Tiny plane research that could save lives

Imagine an aircraft small enough to fit in the palm of your hand, yet able to fly into damaged buildings to search for survivors or on to battlefields to detect toxic chemicals. The idea is being researched with help from funding by Darpa, the US defence agency for advanced research projects, under the new Micro […]

Imagine an aircraft small enough to fit in the palm of your hand, yet able to fly into damaged buildings to search for survivors or on to battlefields to detect toxic chemicals.

The idea is being researched with help from funding by Darpa, the US defence agency for advanced research projects, under the new Micro Air Vehicles research programme.

Engineers at the Georgia Technology Research Institute, Atlanta, are looking at innovative control methods that can be applied to flying vehicles of such small size.

Conventional techniques for controlling flight direction, such as motors and hydraulic actuators that move the wing and tail fins, cannot be scaled down.

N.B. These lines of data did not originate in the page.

PR #798, opened 2021-05-27
Implement `seal_rent_status`

cmichi:
Follow-up for https://github.com/paritytech/substrate/pull/8780.

Needed for https://github.com/paritytech/ink/issues/539.

### DIFF
--- a/crates/env/src/api.rs
+++ b/crates/env/src/api.rs
@@ -186,7 +186,7 @@ where
 /// # Errors
 ///
 /// If the returned value cannot be properly decoded.
-pub fn rent_status<T>(at_refcount: Option<u32>) -> Result<RentStatus<T>>
+pub fn rent_status<T>(at_refcount: Option<core::num::NonZeroU32>) -> Result<RentStatus<T>>
 where
     T: Environment,
 {
--- a/crates/env/src/api.rs
+++ b/crates/env/src/api.rs
@@ -175,15 +175,19 @@ where
 
 /// Returns information about the required deposit and resulting rent.
 ///
+/// # Parameters
+///
+/// - `at_refcount`: The refcount assumed for the returned `custom_refcount_*` fields.
+///
 /// # Errors
 ///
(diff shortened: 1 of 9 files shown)


crates/env/src/engine/on_chain/ext.rs
```diff
@@ -348,6 +348,11 @@ mod sys {
             output_ptr: Ptr32Mut<[u8]>,
             output_len_ptr: Ptr32Mut<u32>,
         );
+
+        pub fn seal_rent_status(
+            output_ptr: Ptr32Mut<[u8]>,
+            output_len_ptr: Ptr32Mut<u32>,
+        );
```
athei, line 355: This does not match the signature:
https://github.com/paritytech/substrate/blob/1cbf0e16832eca5e0733d65279872ce79ddfe9f2/frame/contracts/src/wasm/runtime.rs#L1612

athei (changes requested):
You are missing one argument from the function.

crates/env/src/api.rs
```diff
@@ -175,15 +175,19 @@ where
 
 /// Returns information about the required deposit and resulting rent.
 ///
+/// # Parameters
+///
+/// - `at_refcount`: The refcount assumed for the returned `custom_refcount_*` fields.
```
Robbepop, line 180: Document what is the semantic of it being `None`?
Also briefly document what is the effect of this parameter.

crates/env/src/engine/on_chain/ext.rs
```diff
@@ -610,6 +616,20 @@ pub fn rent_params(output: &mut &mut [u8]) {
     extract_from_slice(output, output_len as usize);
 }
 
+pub fn rent_status(at_refcount: Option<u32>, output: &mut &mut [u8]) {
```
athei, line 619: Maybe `core::num::NonZeroU32` could be used to express that `0` is not a valid input.

athei (approved):
Maybe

Dr Sam Blankenship, coordinator of GTRI’s MicroFlyer programme, says designers may need to study birds and insects for information.

The specification is for a wing span of 150mm and an upper weight limit of 50g for the vehicle and its payload.

Cost is a vital part of the equation. An upper price of $1,000 takes into account the disposable nature of the vehicles – they may need to be destroyed if contaminated from hazardous substances while on a fact-finding mission.

It is not just the scaling of aerodynamic principles at issue. Relatively severe weight restrictions require new types of flight controls, power sources, propulsion systems and avionics.

At GTRI, research engineer Robert Roglin is looking at ways to control aircraft lift by harnessing the bellows effect of piezoelectric sensor technology that enables a device to deform physically when triggered by an electrical actuator.

Roglin’s work, embracing propulsion concepts, is one of a number of projects. Others include the development of tiny jet turbine engines, pulse jets and ducted fans.

Batteries, guidance and navigation systems and tiny payloads such as TV cameras and sniffers are also being investigated, as are safety aspects such as the effect on humans who come into contact with rotor blades.

Multiple function chips that integrate image acquisition, processing and data compression are well into development. And integration, necessary to keep the parts count and space to a minimum, is being extended to complex on-chip sensor systems covering optical, chemical and biological functions.

`We are not sure what will turn out to be the most difficult challenge,’ says Blakenship. But he is certain that only companies with broad interdisciplinary skills will be capable of developing these tiny airborne wonders.